Henry Ernest Dudeney/Modern Puzzles/19 - Market Transactions/Solution

Modern Puzzles by Henry Ernest Dudeney: $19$

Market Transactions

A farmer goes to market and buys $100$ animals at a total cost of $\pounds 100$.

The price of cows being $\pounds 5$ each,

sheep $\pounds 1$ each,

and rabbits $1 \shillings$ each,

how many of each kind does he buy?

Solution

$19$ cows, $1$ sheep and $80$ rabbits.

Proof

Recall:

$1$ pound sterling ($\pounds 1$) is $20$ shillings ($20 \shillings$)

Let all prices be expressed, therefore, in shillings.

Thus:

the price of cows is $5 \times 20 = 100 \shillings$ each

the price of sheep is $20 \shillings$ each

the price of rabbits is $1 \shillings$ each

and:

the total amount of money to spend is $100 \times 20 = 2000 \shillings$.

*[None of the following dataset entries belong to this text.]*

PR #171, opened 2016-11-17
Update inventory client to match REST API: metricDataType

jotak:
Metric type field is now named "metricDataType".
This change has been live for a while, see https://github.com/hawkular/hawkular-inventory/pull/283 (0.18.0.Final). Previous naming still works as deprecated but might be removed soon

### DIFF
--- a/lib/hawkular/inventory/entities.rb
+++ b/lib/hawkular/inventory/entities.rb
@@ -91,7 +91,7 @@ module Hawkular::Inventory
 
     def initialize(type_hash)
       super(type_hash)
-      @type = type_hash['type']
+      @type = type_hash['metricDataType']
       @unit = type_hash['unit']
       @collection_interval = type_hash['collectionInterval']
     end
@@ -107,7 +107,7 @@ module Hawkular::Inventory
 
     def initialize(metric_hash)
       super(metric_hash)
-      @type = metric_hash['type']['type']
+      @type = metric_hash['type']['metricDataType']
       @type_path = metric_hash['type']['path']
       @type_id = metric_hash['type']['id']
       @unit = metric_hash['type']['unit']
--- a/lib/hawkular/inventory/entities.rb
+++ b/lib/hawkular/inventory/entities.rb
@@ -75,7 +75,7 @@ module Hawkular::Inventory
 
   # Fields that are common for MetricType and Metric
   module MetricFields
-    # @return [String] GAUGE, COUNTER, etc.
+    # @return [String] gauge, counter, etc.
     attr_reader :type
     # @return [String] metric unit such as NONE, BYTES, etc.
     attr_reader :unit
--- a/lib/hawkular/inventory/inventory_api.rb
+++ b/lib/hawkular/inventory/inventory_api.rb
@@ -243,14 +243,14 @@ module Hawkular::Inventory
     #   result by a filter to only return a subset. The
     # @param [String] resource_path Canonical path of the resource.
     # @param [Hash{Symbol=>String}] filter for 'type' and 'match'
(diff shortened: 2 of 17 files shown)


jotak:
@metlos can you also have a look? Nothing unexpected?

josejulio:
@jotak I'm looking why the tests are failing. Thought it doesn't seem related to your changes.

josejulio:
@jotak 
Error 1: https://travis-ci.org/hawkular/hawkular-client-ruby/jobs/176631602#L416
and Error 4: https://travis-ci.org/hawkular/hawkular-client-ruby/jobs/176631602#L489
It seems that `metricDataType` are all in lowercase, while `type` are in upper case. If this is the expected scenario, could you please update the hawkular-client-ruby code to use a non-sensitive case comparison? 
https://github.com/hawkular/hawkular-client-ruby/blob/f5dd19947bd05d022ef3f2633f6008e8466eb239/lib/hawkular/inventory/inventory_api.rb#L554

Error 2: https://travis-ci.org/hawkular/hawkular-client-ruby/jobs/176631602#L437
and 3 https://travis-ci.org/hawkular/hawkular-client-ruby/jobs/176631602#L463
Again, we are using uppercase, but it seems that it's expecting lower case (even though the error says that it should be on uppercase)
`Can not construct instance of org.hawkular.inventory.api.model.MetricDataType from String value 'GAUGE': value not one of declared Enum instance names: ****[GAUGE, AVAILABILITY, COUNTER, COUNTER_RATE]****`
Could you check if the lowercase is intended? if so, maybe update the error message. 

Thanks.

jotak:
@josejulio thanks for the analysis ; I'm surprised because the values shouldn't have changed, in inventory the deprecated "type" getter was just redirecting to "metricDataType", so it should have been transparent. I'm having a look at it.

jotak:
@josejulio you were right, the deserialization in inventory follows a different process, I didn't see it. I'll fix it.

jotak:
@josejulio , any objection if I change all the metric types in lower case?

josejulio:
@jotak Not sure if that would affect other clients also. If changing to lower case could you please notify to other clients? 
Also please update the error message, as it seems to asks for upper case types.

 `Can not construct instance of org.hawkular.inventory.api.model.MetricDataType from String value 'GAUGE': value not one of declared Enum instance names: ****[GAUGE, AVAILABILITY, COUNTER, COUNTER_RATE]****`

jotak:
@josejulio so, I confirm that inventory metricDataType is low case and we should keep it that way (it's more consistent with metrics, and there's also other reasons for that...). I've updated this PR is this way.

I'm checking the usage in the other clients.

On inventory side, I have opened a ticket to fix the error message: https://issues.jboss.org/browse/HWKINVENT-208 . It will be fixed when we will finally remove the deprecated field (the pull request is ready, but we will probably wait a little bit more).

josejulio:
@jotak Could you rebase to fix the errors?

jotak:
done

josejulio:
Would this fail for clients that are using things like:
@client.list_metrics_for_resource(wild_fly.path, type: 'GAUGE', match: 'Metrics~Heap') ?

I'm a bit concerned that bugs of this kind might popup on the manageiq integration.
(i.e. currently using uppercase strings)

jotak:
Yes you're right, this is a deprecated usage.
I need to see how I can run the manageiq test suite against my own inventory server...

josejulio:
@jotak Let me know if you need help with this one. I suppose I could run MIQ tests (using this PR) and latest hawkular-services.

jotak:
Hi, there's no need to spend time on this as it's probably going to be obsolete anyway. I keep it opened for now, but it's probably going to be dismissed.

PR #173, opened 2016-11-22
Fixes dependency requeriment for test suite on Ruby 2.3.0

josejulio:
Locked action-pack dependency on latest 4.
When testing on a live server, increases wait time from 20s to 120s to wait for the hawkular wildfly agent.


josejulio:
@rubenvp8510 please review

rubenvp8510:
This looks good to me.

PR #177, opened 2016-11-24
Added interval field to conditions.

### LINKED ISSUE #174: Add 'interval' field of alert conditions
[13:56:08]  <pilhuhn>	lponce for the MISSING condition, the rest api talks about a field 'interval' - is that right? If so would that need a new field in the condition of the ruby client?
[13:57:21]  <lponce>	pilhuhn, yes, let me remember the API
[13:58:00]  <lponce>	pilhuhn, http://www.hawkular.org/docs/rest/rest-alerts.html#MissingCondition yes, an interval field is required

rubenvp8510:
Fixes #174


josejulio:
LGTM

PR #179, opened 2016-11-30
Added an option to query metrics based on tag only (regardless to type)

### LINKED ISSUE #175: Add an option to query metrics based on tag only (regardless to type)
```ruby
Hawkular::Metrics::Client.new(entrypoint, credentials, options).strings.get_data_by_tags(:miq_metric => true)
```

will work, but i need it to work without the strings section.
cc @pilhuhn @zgalor @simon3z.

rubenvp8510:
Fixes #175

Also, added buckets parameter to get_data_by_tags method.

### DIFF
--- a/lib/hawkular/metrics/metric_api.rb
+++ b/lib/hawkular/metrics/metric_api.rb
@@ -12,6 +12,25 @@ module Hawkular::Metrics
       array
     end
 
+    def tags_param(tags)
+      tags.map { |k, v| "#{k}:#{v}" }.join(',')
+    end
+
+    # Retrieve all types of metrics datapoints by tags
+    # @param tags [Hash]
+    # @param buckets [Integer] optional number of buckets
+    # @param bucketDuration [String] optional interval (default no aggregation)
+    # @param starts [Integer] optional timestamp (default now - 8h)
+    # @param ends [Integer] optional timestamp (default now)
+    # @return [Array[Hash]] datapoints
+    def data_by_tags(tags, buckets: nil, bucketDuration:nil, start:nil, ends: nil)
+      data = {
+        tags: tags_param(tags), buckets: buckets, bucketDuration: bucketDuration, start: start, end: ends
+      }
+
+      http_post('metrics/stats/query', data)
+    end
+
     # Return version and status information for the used version of Hawkular-Metrics
     # @return [Hash{String=>String}]
     #         ('Implementation-Version', 'Built-From-Git-SHA1', 'Status')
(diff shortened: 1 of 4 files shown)


lib/hawkular/metrics/metric_api.rb
```diff
@@ -191,19 +203,15 @@ def raw_data(ids, starts: nil, ends: nil, limit: nil, order: nil)
...
+      def get_data_by_tags(tags, starts: nil, ends: nil, bucketDuration: nil, buckets:nil)
+        params = { tags: @client.tags_param(tags), start: starts,
+                   end: ends, bucketDuration: bucketDuration, buckets: buckets }
         path = "/#{@resource}/"
         @legacy_api ? path << 'data/?' : path << 'stats/?'
         resp = @client.http_get(path + encode_params(params))
         resp.is_a?(Array) ? resp : [] # API returns no content (empty Hash) instead of empty array
       end
 
-      def tags_param(tags)
```
josejulio, line 203: What is the reason to move it above ?

rubenvp8510: I need to use it at the level of the Client class. so I moved it to that class in order to reuse the code.

lib/hawkular/metrics/metric_api.rb
```diff
@@ -12,6 +12,18 @@ def default_timestamp(array)
       array
     end
 
+    def tags_param(tags)
+      tags.map { |k, v| "#{k}:#{v}" }.join(',')
+    end
+
+    def get_all_data_by_tags(tags, buckets: nil, bucketDuration:nil, start:nil, ends: nil)
```
josejulio: Could we use data_by_tags instead? It seems to be more ruby-like.

lib/hawkular/metrics/metric_api.rb
```diff
@@ -191,19 +203,15 @@ def raw_data(ids, starts: nil, ends: nil, limit: nil, order: nil)
       # @param bucketDuration [String] optional interval (default no aggregation)
       # @return [Array[Hash]] datapoints
       # @see #push_data #push_data for datapoint detail
-      def get_data_by_tags(tags, starts: nil, ends: nil, bucketDuration: nil)
-        params = { tags: tags_param(tags), start: starts,
-                   end: ends, bucketDuration: bucketDuration }
+      def get_data_by_tags(tags, starts: nil, ends: nil, bucketDuration: nil, buckets:nil)
```
josejulio, line 214: Could you document the buckets param?

lib/hawkular/metrics/metric_api.rb
rubenvp8510: You're right, I'll rename this method.

josejulio: While you are at it, could you also document the method and its params ?

lib/hawkular/metrics/metric_api.rb
josejulio: Also, maybe (in a separate-PR) we should deprecate this `get_data_by_tags` and call it just `data_by_tags`... (using an alias).

josejulio:
LGTM

simon3z:
@yaacov this may be interesting for you as well.

PR #182, opened 2017-01-06
Ensures consistent behavior with returned resource when creating a re…

### LINKED ISSUE #180: @inv_client.create_resource does not return path when resource already exists
This goes 

```
def create_resource_under_resource
...
      rescue HawkularException => error
        # 409 We already exist -> that is ok
        raise unless error.status_code == 409
      end
      Resource.new(res)
```

In case of the 409, we still return a `Resource`, but constructed from the input, which does not contain the path.

The path needs to be obtained by clients like this:

```
resource = @inv_client.create_resource  type_path, data['r'], data['r']
  if resource.path.nil?
    resources = @inv_client.list_resources_for_type type_path, true
    resource = resources.first
  end
```

We should perhaps internalise getting the path into `create_resource` to have a consistent behaviour in both cases.

josejulio:
…source that already exists.

Fixes #180

### DIFF
--- a/lib/hawkular/inventory/entities.rb
+++ b/lib/hawkular/inventory/entities.rb
@@ -193,6 +193,15 @@ module Hawkular::Inventory
       CanonicalPath.new(hash)
     end
 
+    # Adds a resource to the path.
+    # @return CanonicalPath referring to resource_id using current as its ancestor.
+    def to_resource(resource_id)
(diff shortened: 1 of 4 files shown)


josejulio:
@rubenvp8510 could you please review?

rubenvp8510:
LGTM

Let $c$, $s$ and $r$ denote the number of cows, sheep and rabbits respectively.

We have:

\(\text {(1)}: \quad\)

\(\ds 100 c + 20 s + r\)

\(=\)

\(\ds 2000\)

the amount spent

\(\text {(2)}: \quad\)

\(\ds c + s + r\)

\(=\)

\(\ds 100\)

the total number of animals

\(\ds \leadsto \ \ \)

\(\ds 99 c + 19 s\)

\(=\)

\(\ds 1900\)

$(1) - (2)$

\(\ds \leadsto \ \ \)

\(\ds 1900 - 99 c\)

\(=\)

\(\ds 19 s\)

Note that both $c$ and $s$ need to be positive.

We need to find possible values of $c$ such that $1900 - 99 c$ is divisible by $19$.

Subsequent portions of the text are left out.